Album Also Tonight
posted by on October 8 at 12:45 PM
Band of Horses play a free in-store at the Queen Anne Easy Street Records tonight at 11pm. It’s a record release party for their new album on Sub Pop, Cease To Begin. Here’s what I had to say about the record in this week’s cd reviews:
BAND OF HORSESCease to Begin
(Sub Pop)
**
Like most clichés, there’s enough truth to the hoary record-industry myth of the sophomore slump to make it stick. A great debut can create impossible expectations, and a sequel even of equal merit will still lack the element of surprise that made its predecessor seem revelatory. A band can spend their whole lives making one record, and only a year or two making their next. And a lot can change in the meantime.

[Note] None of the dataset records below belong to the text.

PR #2001, opened 2025-10-14
options: add support more POSIX errnos with negative support

minwooim:
Patch series to support masking expected system error with `--ignore_error=`.

### DIFF
--- a/io_u.c
+++ b/io_u.c
@@ -2196,7 +2196,16 @@ static void io_completed(struct thread_data *td, struct io_u **io_u_ptr,
 		}
 	} else if (io_u->error) {
 error:
-		icd->error = io_u->error;
+		if (io_u->flags & IO_U_F_DEVICE_ERROR)
+			icd->error = io_u->error;
+		else {
+			/*
+			 * If @io_u has system error(non-device erorr), it must
+			 * have been negative value.
+			 */
+			icd->error = -io_u->error;
+		}
+
 		io_u_log_error(td, io_u);
 	}
 	if (icd->error) {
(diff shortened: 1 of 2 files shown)


vincentkfu (commented):
This change concerns me because it changes the default behavior for error handling. Most of the time `io_u->error` will be a system error since only `io_uring_cmd` sets `IO_U_F_DEVICE_ERROR`. So this will flip the sign of the error in most cases. This will break jobs that depend on fio's current behavior.

Why can't you just use `--ignore_error=EINVAL` to mask `EINVAL` instead of relying on this patch and using `--ignore_error=-EINVAL`?

minwooim:
The reason I wanted to mask with -EINVAL was exactly what you mentioned: with io_uring_cmd, the NVMe CQ entry’s status code can currently be masked through io_u->error. But you’re right — flipping the error-handling sign for all other cases just to accommodate a single ioengine shouldn’t happen.

> Why can't you just use `--ignore_error=EINVAL` to mask `EINVAL` instead of relying on this patch and using `--ignore_error=-EINVAL`?

The problem is that if IO_U_F_DEVICE_ERROR is set and io_u->error contains the value 22 (0x16), we can’t tell whether that represents EINVAL (22) or an NVMe SGL Offset Invalid error (sct=0x0, sc=0x16).

vincentkfu:
Would you like to split this PR into two pieces? One patch adding more errno values can go in with no problems, but a second one to distinguish between errno values and device errors will require more thought.

minwooim:
> > Why can't you just use `--ignore_error=EINVAL` to mask `EINVAL` instead of relying on this patch and using `--ignore_error=-EINVAL`?
> 
> The problem is that if IO_U_F_DEVICE_ERROR is set and io_u->error contains the value 22 (0x16), we can’t tell whether that represents EINVAL (22) or an NVMe SGL Offset Invalid error (sct=0x0, sc=0x16).

Will do that, @vincentkfu , Thanks for the review.

minwooim:
#2071 is the first PR to go based on the review comment.

PR #2007, opened 2025-10-29
backend.c: fix async ioengine prep/queue direction mismatch in experimental_verify

### LINKED ISSUE #1955: When using libaio/io_uring engine and executing experimental_verify FIO generates writes instead of reads

**Description of the bug:**
When executing verify_only with experimental_verify, FIO generates writes to the device/file.

**Environment**: Linux using libaio engine

**fio version**: 3.33, but it might be valid for master

**Reproduction steps**
Run FIO with verify_only together with experimental_verify. We expect FIO to perform only READ operations for data verification. However, we are observing only WRITE operations. The issue might be related to the experimental_verify procedure: when it changes the I/O direction (from WRITE to READ), it may not trigger the prep io function in the I/O engine

**FIO config**
```
[global] 
ioengine=libaio 
iodepth=32 
direct=1 
readwrite=randwrite 
filename=/dev/vda 
serialize_overlap=1 
experimental_verify=1 
do_verify=1 
verify=md5 
group_reporting 
verify_only 
norandommap

[job] 
```

yehormalikov:
When using --experimental_verify=1 with async ioengines like libaio, there was a critical mismatch between the I/O direction set during prep and the direction used when queuing operations.

The issue occurred because get_io_u() calls td_io_prep() which configures ioengine structures (like iocb) for WRITE operations, but then io_u->ddir is changed from WRITE to READ for verification after prep completes. This left the iocb configured for writes while fio's accounting expected reads, causing incorrect I/O statistics and potential data integrity issues.

Fix by calling td_io_prep() again after changing the data direction in both TRIM and WRITE cases, ensuring async ioengines re-sync their internal structures with the final I/O direction.

Fixes #1955

### DIFF
--- a/backend.c
+++ b/backend.c
@@ -666,12 +666,20 @@ static void do_verify(struct thread_data *td, uint64_t verify_bytes)
 				} else if (io_u->ddir == DDIR_TRIM) {
 					io_u->ddir = DDIR_READ;
 					io_u_set(td, io_u, IO_U_F_TRIMMED);
+					if (td_io_prep(td, io_u)) {
+						put_io_u(td, io_u);
+						continue;
+					}
 					break;
 				} else if (io_u->ddir == DDIR_WRITE) {
 					io_u->ddir = DDIR_READ;
 					io_u->numberio = td->verify_read_issues;
 					td->verify_read_issues++;
 					populate_verify_io_u(td, io_u);
+					if (td_io_prep(td, io_u)) {
+						put_io_u(td, io_u);
+						continue;
+					}
 					break;
 				} else {
 					put_io_u(td, io_u);


vincentkfu:
To the commit message please add

```
Fixes: https://github.com/axboe/fio/issues/1955
```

So it is with Band of Horses’ sophomore album for Sub Pop, the aptly titled Cease to Begin. In the time since the breakout success of Everything All the Time, the one-time Seattleites have lost the considerable talents of guitarist (and sometimes songwriter) Mat Brooke (now of Grand Archives), they’ve relocated back to South Carolina, they’ve swelled to a six-piece live band, and they’ve licensed their hit “The Funeral” to everything from movie trailers to a Wal-Mart ad campaign.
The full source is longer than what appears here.